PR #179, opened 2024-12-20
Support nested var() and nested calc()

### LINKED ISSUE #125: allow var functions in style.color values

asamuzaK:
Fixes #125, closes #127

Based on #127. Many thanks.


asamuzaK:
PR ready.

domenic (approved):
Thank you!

* * *

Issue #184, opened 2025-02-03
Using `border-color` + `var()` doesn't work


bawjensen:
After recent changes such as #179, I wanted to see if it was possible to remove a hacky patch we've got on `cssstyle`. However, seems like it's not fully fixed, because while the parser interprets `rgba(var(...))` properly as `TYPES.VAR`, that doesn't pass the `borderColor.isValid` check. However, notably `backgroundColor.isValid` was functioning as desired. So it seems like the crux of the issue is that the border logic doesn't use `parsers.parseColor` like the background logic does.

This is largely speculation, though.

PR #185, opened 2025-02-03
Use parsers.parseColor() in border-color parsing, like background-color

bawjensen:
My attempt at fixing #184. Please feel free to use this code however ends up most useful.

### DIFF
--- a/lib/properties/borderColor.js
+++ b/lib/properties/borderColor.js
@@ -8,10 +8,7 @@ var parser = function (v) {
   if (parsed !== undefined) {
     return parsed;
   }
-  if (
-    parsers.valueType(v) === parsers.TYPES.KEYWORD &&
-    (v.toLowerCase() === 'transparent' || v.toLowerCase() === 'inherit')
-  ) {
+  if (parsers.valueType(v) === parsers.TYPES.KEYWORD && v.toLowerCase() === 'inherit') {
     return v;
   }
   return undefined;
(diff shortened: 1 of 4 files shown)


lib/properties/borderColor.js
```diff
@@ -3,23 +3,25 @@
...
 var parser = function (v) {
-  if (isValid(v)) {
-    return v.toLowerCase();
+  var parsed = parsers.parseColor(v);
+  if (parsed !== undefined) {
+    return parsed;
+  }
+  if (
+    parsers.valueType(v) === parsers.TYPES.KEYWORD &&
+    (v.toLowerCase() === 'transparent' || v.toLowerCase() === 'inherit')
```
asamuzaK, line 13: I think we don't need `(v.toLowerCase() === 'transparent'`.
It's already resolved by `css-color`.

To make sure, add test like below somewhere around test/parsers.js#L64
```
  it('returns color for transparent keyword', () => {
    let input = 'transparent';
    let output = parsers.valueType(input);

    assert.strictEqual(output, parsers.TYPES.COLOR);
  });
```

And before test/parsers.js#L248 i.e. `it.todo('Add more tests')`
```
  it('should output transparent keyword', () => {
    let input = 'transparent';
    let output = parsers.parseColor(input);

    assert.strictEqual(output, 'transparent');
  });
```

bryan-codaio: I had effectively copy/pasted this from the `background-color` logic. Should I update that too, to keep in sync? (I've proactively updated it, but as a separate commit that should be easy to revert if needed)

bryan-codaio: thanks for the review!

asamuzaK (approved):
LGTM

...

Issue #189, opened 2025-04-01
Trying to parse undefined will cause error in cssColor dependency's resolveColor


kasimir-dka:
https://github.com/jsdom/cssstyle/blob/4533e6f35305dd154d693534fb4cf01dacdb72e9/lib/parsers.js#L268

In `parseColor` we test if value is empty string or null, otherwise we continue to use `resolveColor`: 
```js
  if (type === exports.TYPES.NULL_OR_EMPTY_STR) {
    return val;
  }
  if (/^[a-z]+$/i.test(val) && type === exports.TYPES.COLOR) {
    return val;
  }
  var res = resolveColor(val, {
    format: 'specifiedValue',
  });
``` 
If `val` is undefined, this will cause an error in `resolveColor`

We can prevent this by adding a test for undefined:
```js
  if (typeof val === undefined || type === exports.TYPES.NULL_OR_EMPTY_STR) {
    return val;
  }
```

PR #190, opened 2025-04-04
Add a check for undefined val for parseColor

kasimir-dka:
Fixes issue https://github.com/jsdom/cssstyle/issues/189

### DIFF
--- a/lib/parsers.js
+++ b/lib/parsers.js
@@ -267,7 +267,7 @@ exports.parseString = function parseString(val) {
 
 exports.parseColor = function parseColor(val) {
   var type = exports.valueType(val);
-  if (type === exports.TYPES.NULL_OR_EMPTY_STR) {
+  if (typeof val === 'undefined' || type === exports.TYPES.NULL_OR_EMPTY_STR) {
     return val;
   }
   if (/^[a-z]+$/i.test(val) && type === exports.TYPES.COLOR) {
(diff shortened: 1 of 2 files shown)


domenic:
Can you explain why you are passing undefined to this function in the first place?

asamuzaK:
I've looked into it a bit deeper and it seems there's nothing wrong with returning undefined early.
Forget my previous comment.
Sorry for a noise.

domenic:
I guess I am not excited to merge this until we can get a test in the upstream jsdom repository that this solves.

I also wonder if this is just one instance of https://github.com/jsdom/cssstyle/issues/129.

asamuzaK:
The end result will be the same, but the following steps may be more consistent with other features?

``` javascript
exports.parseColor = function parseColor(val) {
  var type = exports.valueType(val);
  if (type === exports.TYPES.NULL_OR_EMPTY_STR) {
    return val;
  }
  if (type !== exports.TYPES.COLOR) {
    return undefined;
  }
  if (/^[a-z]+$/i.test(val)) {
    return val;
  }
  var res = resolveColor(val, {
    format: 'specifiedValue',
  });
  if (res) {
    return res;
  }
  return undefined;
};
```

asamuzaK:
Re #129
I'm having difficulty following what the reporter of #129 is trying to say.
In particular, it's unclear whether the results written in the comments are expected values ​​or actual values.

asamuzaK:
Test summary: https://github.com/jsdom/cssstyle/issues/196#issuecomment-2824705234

_Work item_.
Report how many lines of the preceding records include "strictEqual". Output the number only.

_Response box_.
2